BLBG: U.S. Existing Home Sales Fell in January to 4.49 Million Rate
Sales of U.S. previously owned homes unexpectedly fell in January as plunging prices no longer attracted buyers ahead of the Obama administration’s stimulus plans.
Purchases fell 5.3 percent to an annual rate of 4.49 million, the fewest since 1997, from 4.74 million in December, the National Association of Realtors said today in Washington. The median price dropped 15 percent from a year ago, and distressed properties accounted for 45 percent of all sales.
Americans may have been waiting for details of President Barack Obama’s plans aimed at stemming foreclosures and declining home vales that are at the core of the economic slump, the group said. The housing slump is likely to deepen as concern that record foreclosures will bring prices down even more and a lack of credit keep prospective buyers at bay.
“Housing is still going to have a rough patch in 2009,” Rudy Narvas, a senior economist at 4Cast Inc. in New York, said before the report. “Inventories are still high so you’re going to have pressure on prices.”
Economists forecast resales would rise to a 4.79 million annual rate, according to the median of 70 projections in a Bloomberg News survey. Estimates ranged from 4.5 million to 4.91 million.
Sales were down 8.6 percent compared with a year earlier.
The number of unsold homes on the market at the end of January represented 9.6 months’ worth at the current sales pace, up from 9.4 months at the end of December.
Breakdown
Resales of single-family homes decreased 4.7 percent to an annual rate of 4.05 million. Sales of condos and co-ops dropped 10 percent to a 440,000 rate.
Purchases declined in three of four regions, led by a 15 percent decline in the Northeast. Sales were unchanged in the West.
Home sales have been falling since 2005 and prices peaked in 2006. The S&P/Case-Shiller home-price index of 20 metropolitan cities was down 18.5 percent in December from a year earlier, a record decline, the group said yesterday.
The drop in prices and declining mortgage rates have made buying a home more attractive. The National Association of Realtors affordability index reached a record high 158.8 in December.
The average rate on a 30-year fixed mortgage fell to a record low 4.96 percent in the week ended Jan. 15, according to Freddie Mac.
Foreclosures
Prices are likely to keep falling. Home foreclosures were up 17.8 percent in January from a year earlier, according to RealtyTrac Inc., an Irvine, California-based seller of default data. A total of 274,399 properties got a default or auction notice or were seized by banks, the 10th straight month that foreclosures topped 250,000.
Obama last week introduced a plan to help as many as 9 million people restructure their mortgages to avoid foreclosures.
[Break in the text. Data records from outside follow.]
PR #1466, opened 2023-01-20
Enforce that `Task.Backgroundable#run` is always `@UIThreadUnsafe` + get rid of unneeded background tasks

PawelLipski:
image

### DIFF
--- a/frontend/actions/src/main/java/com/virtuslab/gitmachete/frontend/actions/contextmenu/ShowSelectedInGitLogAction.java
+++ b/frontend/actions/src/main/java/com/virtuslab/gitmachete/frontend/actions/contextmenu/ShowSelectedInGitLogAction.java
@@ -1,14 +1,8 @@
 package com.virtuslab.gitmachete.frontend.actions.contextmenu;
 
 import static com.virtuslab.gitmachete.frontend.resourcebundles.GitMacheteBundle.getNonHtmlString;
-import static com.virtuslab.gitmachete.frontend.resourcebundles.GitMacheteBundle.getString;
-
-import java.util.concurrent.CancellationException;
-import java.util.concurrent.ExecutionException;
 
 import com.intellij.openapi.actionSystem.AnActionEvent;
-import com.intellij.openapi.progress.ProgressIndicator;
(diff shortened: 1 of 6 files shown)


frontend/actions/src/main/java/com/virtuslab/gitmachete/frontend/actions/contextmenu/ShowSelectedInGitLogAction.java
```diff
@@ -89,25 +83,12 @@ public void actionPerformed(AnActionEvent anActionEvent) {
...
-          LOG.error(msg);
-        }
-      }
-    }.queue();
+    val logUi = VcsProjectLog.getInstance(project).getMainLogUi();
+    if (logUi == null) {
+      LOG.error("Main VCS Log UI is null");
+      return;
+    }
+    logUi.getVcsLog().jumpToReference(hash.asString());
```
PawelLipski, line 91: This returns a Java `Future`. Still, we're free to ignore (fire-and-forget) that Future, just as we effectively ignore most `Task.Backgroundable`s after `queue()`.

mkondratek: no exception handling needed here? 🤔

mkondratek (approved):

frontend/actions/src/main/java/com/virtuslab/gitmachete/frontend/actions/contextmenu/ShowSelectedInGitLogAction.java
PawelLipski: I don't think it's needed TBH. It's pretty hard for exception to occur here (I've checked, and passing `lolxd` results in just a tooltip; passing `null` crashes the flow before the `Future` starts). Even if it happens... it's gonna most likely be reported to the user (who hopefully reports it to us, in turn)

mkondratek: ok,thx

PR #1477, opened 2023-01-23
Permanently disable `buildSearchableOptions` Gradle task

PawelLipski:


buildSrc/src/main/kotlin/com/virtuslab/gitmachete/buildsrc/IntellijPlugin.kt
```diff
@@ -29,10 +29,8 @@ fun Project.configureIntellijPlugin() {
     plugins.set(listOf("Git4Idea")) // Needed solely for ArchUnit
   }
 
-  // TODO (#1470): restore building searchable options in CI if there is any benefit to the users
-  // The output of this task is for some reason very poorly cached,
-  // and the task takes a significant amount of time,
-  // while the index of searchable options is of little use for local development.
+  // It only affects searchability of plugin-specific settings (which we don't provide so far).
```
mkondratek, line 32: So this may be related to https://github.com/VirtusLab/git-machete-intellij-plugin/issues/270, right? I would rather leave the issue link here.

mkondratek (approved):

buildSrc/src/main/kotlin/com/virtuslab/gitmachete/buildsrc/IntellijPlugin.kt
PawelLipski: +1, added a TODO

mkondratek (approved):

PR #1482, opened 2023-01-23
Fix open machete file action in the case missing machete file

mkondratek:
Steps to reproduce:

1. have git machete tab closed 
2. remove machete file
3. call `open machete file` from the find action dialog

result:
error - machete file not found
notification - branch layout discovered

expected: 
tbd

### DIFF
--- a/frontend/actions/src/main/java/com/virtuslab/gitmachete/frontend/actions/toolbar/OpenMacheteFileAction.java
+++ b/frontend/actions/src/main/java/com/virtuslab/gitmachete/frontend/actions/toolbar/OpenMacheteFileAction.java
@@ -66,6 +66,10 @@ public class OpenMacheteFileAction extends BaseProjectDependentAction {
           /* message */ getString("action.GitMachete.OpenMacheteFileAction.notification.message.machete-file-not-found")
               .fmt(gitDir.getPath()),
           NotificationType.ERROR);
+      // Note there is no `.expire()` call, so the action remains available as long as the notification.
+      // It is troublesome to track the notification and cover all cases when it shall be expired.
+      // However, the discover action does not any changes directly; a dialog appears with options to accept or cancel.
+      // Hence, there is no much harm in leaving this notification without the expiration.
       errorWithDiscover.addAction(NotificationAction
           .createSimple(getString("action.GitMachete.DiscoverAction.GitMacheteToolbar.text"),
               () -> ActionManager.getInstance().getAction(DiscoverAction.class.getSimpleName())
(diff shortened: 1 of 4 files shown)


frontend/actions/src/main/java/com/virtuslab/gitmachete/frontend/actions/toolbar/OpenMacheteFileAction.java
```diff
@@ -56,8 +56,6 @@ public void actionPerformed(AnActionEvent anActionEvent) {
             /* message */ getString("action.GitMachete.OpenMacheteFileAction.notification.title.cannot-open"))))
         .getOrNull();
 
-    getGraphTable(anActionEvent).queueRepositoryUpdateAndModelRefresh();
```
PawelLipski, line 59: Wow WTF was the purpose of this... can you dig out any clue from the original PR that added this line?

mkondratek: I searched the git history and looked at https://github.com/VirtusLab/git-machete-intellij-plugin/pull/272 but I cannot see anything that could explain that

PawelLipski (approved):

mkondratek:
I added the notification action so one can easily resolve the problem described in error:

image

frontend/actions/src/main/java/com/virtuslab/gitmachete/frontend/actions/toolbar/OpenMacheteFileAction.java
```diff
@@ -56,13 +60,18 @@ public void actionPerformed(AnActionEvent anActionEvent) {
...
-
     if (macheteFile == null) {
-      VcsNotifier.getInstance(project).notifyError(/* displayId */ null,
+      val errorWithDiscover = VcsNotifier.STANDARD_NOTIFICATION.createNotification(
           /* title */ getString("action.GitMachete.OpenMacheteFileAction.notification.title.machete-file-not-found"),
           /* message */ getString("action.GitMachete.OpenMacheteFileAction.notification.message.machete-file-not-found")
-              .fmt(gitDir.getPath()));
+              .fmt(gitDir.getPath()),
+          NotificationType.ERROR);
+      errorWithDiscover.addAction(NotificationAction
```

The Treasury Department last week also said it will double the amount of stock purchases of Fannie Mae and Freddie Mac to as much as $200 billion for each company.
Mounting foreclosures triggered a credit crisis which in turn has deepened the U.S. recession that began in December 2007. Economists surveyed by Bloomberg this month projected the economy will continue to contract at least through the first half of this year and that unemployment will rise to a 25-year high of 8.8 percent by the end of 2009.
Fed Forecasts
Federal Reserve officials don’t see labor markets improving until 2011, after economic growth gains traction. Fed Chairman Ben S. Bernanke yesterday said the U.S. economy is in a “severe” contraction, and warned the recession may last into 2010 unless policy makers can stabilize the financial system.
The competition from distressed sales is hurting builders. Standard Pacific Corp., based in Irvine, California, reported its ninth straight quarterly loss on Feb. 13. New home deliveries fell 47 percent, backlogs declined 50 percent and the cancellation rate was 33 percent, the company said.
“We saw our sales absorption rate, our cancellation rate and general traffic levels deteriorate beyond normal seasonal changes,” Chief Executive Officer Ken Campbell said in a statement. He said he expected home prices to decline further.